▶ _Required work_: Look through the records and copy each line that has "tested" in it.

▶ _Data for review_:
PR #681, opened 2022-03-22
CB-16538: Burn prewarmed images with JDK11 installed alongside JDK8

jszeles:
We need JDK 11 installed alongside JDK8 on our prewarmed images

### DIFF
--- a/saltstack/hortonworks/pillar/java/init.sls
+++ b/saltstack/hortonworks/pillar/java/init.sls
@@ -29,9 +29,15 @@ openjdk_packages:
 {% elif salt['environ.get']('OS') == 'redhat7' %}
   - java-1.8.0-openjdk-headless
   - java-1.8.0-openjdk-devel
+  - java-11-openjdk-headless
+  - java-11-openjdk-devel
 {% else %}
   - java-1.8.0-openjdk-headless
   - java-1.8.0-openjdk-devel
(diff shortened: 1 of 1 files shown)


saltstack/hortonworks/pillar/java/init.sls
```diff
@@ -29,9 +29,15 @@ openjdk_packages:
...
+  - java-11-openjdk-devel
 {% else %}
   - java-1.8.0-openjdk-headless
   - java-1.8.0-openjdk-devel
   - java-1.8.0-openjdk-javadoc
   - java-1.8.0-openjdk-src
+  - java-11-openjdk-headless
+  - java-11-openjdk-devel
+  - java-11-openjdk-javadoc
+  - java-11-openjdk-src
```
Bajzathd, line 42: Which java version will be the default if you install both?

jszeles: The default is jdk 8, we checked in a running instance.

TheTinkerDad (approved):

saltstack/hortonworks/pillar/java/init.sls
pkedvessy: I'd more prefer to force Java8 to be the default, instead of relying on it was default on a random running instance...

PR #693, opened 2022-04-27
CB-16947 Apply AES256 in decrypting key and SHA512 for HMAC check.

bergerdenes:
Take IV as parameter instead of fixed value.
If the HMAC key was provided, then the HMAC digest is
expected, the latter is computed in-place as well
and is compared against the received digest.

### DIFF
--- a/saltstack/base/salt/prerequisites/usr/bin/ccmv2-helper.sh
+++ b/saltstack/base/salt/prerequisites/usr/bin/ccmv2-helper.sh
@@ -12,11 +12,11 @@ setup_ccmv2() {
 
   mkdir -p /etc/ccmv2
 
-  IV=436c6f7564657261436c6f7564657261
+  LEGACY_IV=436c6f7564657261436c6f7564657261
   AGENT_KEY_PATH=/etc/ccmv2/ccmv2-key.enc
 
   CCM_V2_AGENT_KEY_HEX=$(xxd -pu -l 16 <<< $CCM_V2_AGENT_KEY_ID)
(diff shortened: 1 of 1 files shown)


saltstack/base/salt/prerequisites/usr/bin/ccmv2-helper.sh
```diff
@@ -12,11 +12,11 @@ setup_ccmv2() {
 
   mkdir -p /etc/ccmv2
 
-  IV=436c6f7564657261436c6f7564657261
+  LEGACY_IV=436c6f7564657261436c6f7564657261
   AGENT_KEY_PATH=/etc/ccmv2/ccmv2-key.enc
 
   CCM_V2_AGENT_KEY_HEX=$(xxd -pu -l 16 <<< $CCM_V2_AGENT_KEY_ID)
-  echo ${CCM_V2_AGENT_ENCIPHERED_KEY} | openssl enc -aes-128-cbc -d -A -a -K ${CCM_V2_AGENT_KEY_HEX} -iv ${IV} > ${AGENT_KEY_PATH}
+  echo ${CCM_V2_AGENT_ENCIPHERED_KEY} | openssl enc -aes-128-cbc -d -A -a -K ${CCM_V2_AGENT_KEY_HEX} -iv ${LEGACY_IV} > ${AGENT_KEY_PATH}
```
SachinHg, line 19: There should be an equivalent of this when we use aes-256 for encryption as well.

bergerdenes: well, it works (tested both cases)

SachinHg: Ok. As clarified by Denes over slack, AGENT_KEY_PATH is required in case of mTLS only.

SachinHg (approved):
lgtm

TheTinkerDad (approved):

PR #696, opened 2022-05-12
CDPAM-3145: DataLake Creation Failed

zabhi:
To reach out to https endpoints, golang depends on the value in `https_proxy` variable. Earlier, golang used to fall back to `http_proxy` variable inn the absence of an `https_proxy` variable.
After a recent golang version update (1.16), the behavior was changed to stop the client falling back to `http_proxy` variable. This broke our NTP proxy support.

This change fixes the problem by setting the correct variable.


saltstack/base/salt/prerequisites/usr/bin/user-data-helper.sh
```diff
@@ -182,7 +182,7 @@ setup_proxy() {
     fi
     PROXY_ENV_FILE=/etc/cdp/proxy.env
     mkdir -p /etc/cdp
-    echo ${PROXY_PROTOCOL}_proxy=$PROXY_URL > $PROXY_ENV_FILE
+    echo https_proxy=$PROXY_URL > $PROXY_ENV_FILE
```
SachinHg, line 185: what about if the proxy is of type `http_proxy`?

lacikaaa: yes this seems odd, I would expect to use the correct protocol. maybe we should set both? is there any automated tests for these?

zabhi: The variable name is tied to the target URL and not the proxy' protocol. So, the original code was incorrect.

Earlier, golang used to fall back to `http_proxy` variable in the absence of an `https_proxy` variable.
After a recent golang version update (1.16), the behavior was changed to stop the client falling back to `http_proxy` variable. This broke our NTP proxy support. (See https://go.dev/doc/go1.16#library)

So, if the client needs to connect to `https://example.com`, the variable used would be `https_proxy`, even if the proxy address uses http (eg. `http://proxy.host:5138`)

lacikaaa (changes requested):
please squash your commits

lacikaaa (approved):

SachinHg (approved):
lgtm

meetrajsinhvala:
We have baked freeipa images from this branch and below are the image-UUIDs for different cloud providers.

- AWS : 90fa3754-121d-4b08-88cd-39d7cc4080e2
- Azure : bb13bbe6-8afc-454f-b370-aecb05cbb9fa 
- GCP : caf361ec-1089-4a4c-ab41-ca6e77dd95c6

We have tested this with our CCMv2 dev test suite and CCMv2 e2e test suite (with proxies). CCMv2 dev test runs and e2e tests run were successful.

PR #697, opened 2022-05-16
CB-17072 - increase the salt retry count upon unsuccessful attempt

gregito:
This PR is due to the following escalation: ENGESC-14373


lacikaaa (changes requested):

▶ _Exercise response_:
bergerdenes: well, it works (tested both cases)
We have tested this with our CCMv2 dev test suite and CCMv2 e2e test suite (with proxies). CCMv2 dev test runs and e2e tests run were successful.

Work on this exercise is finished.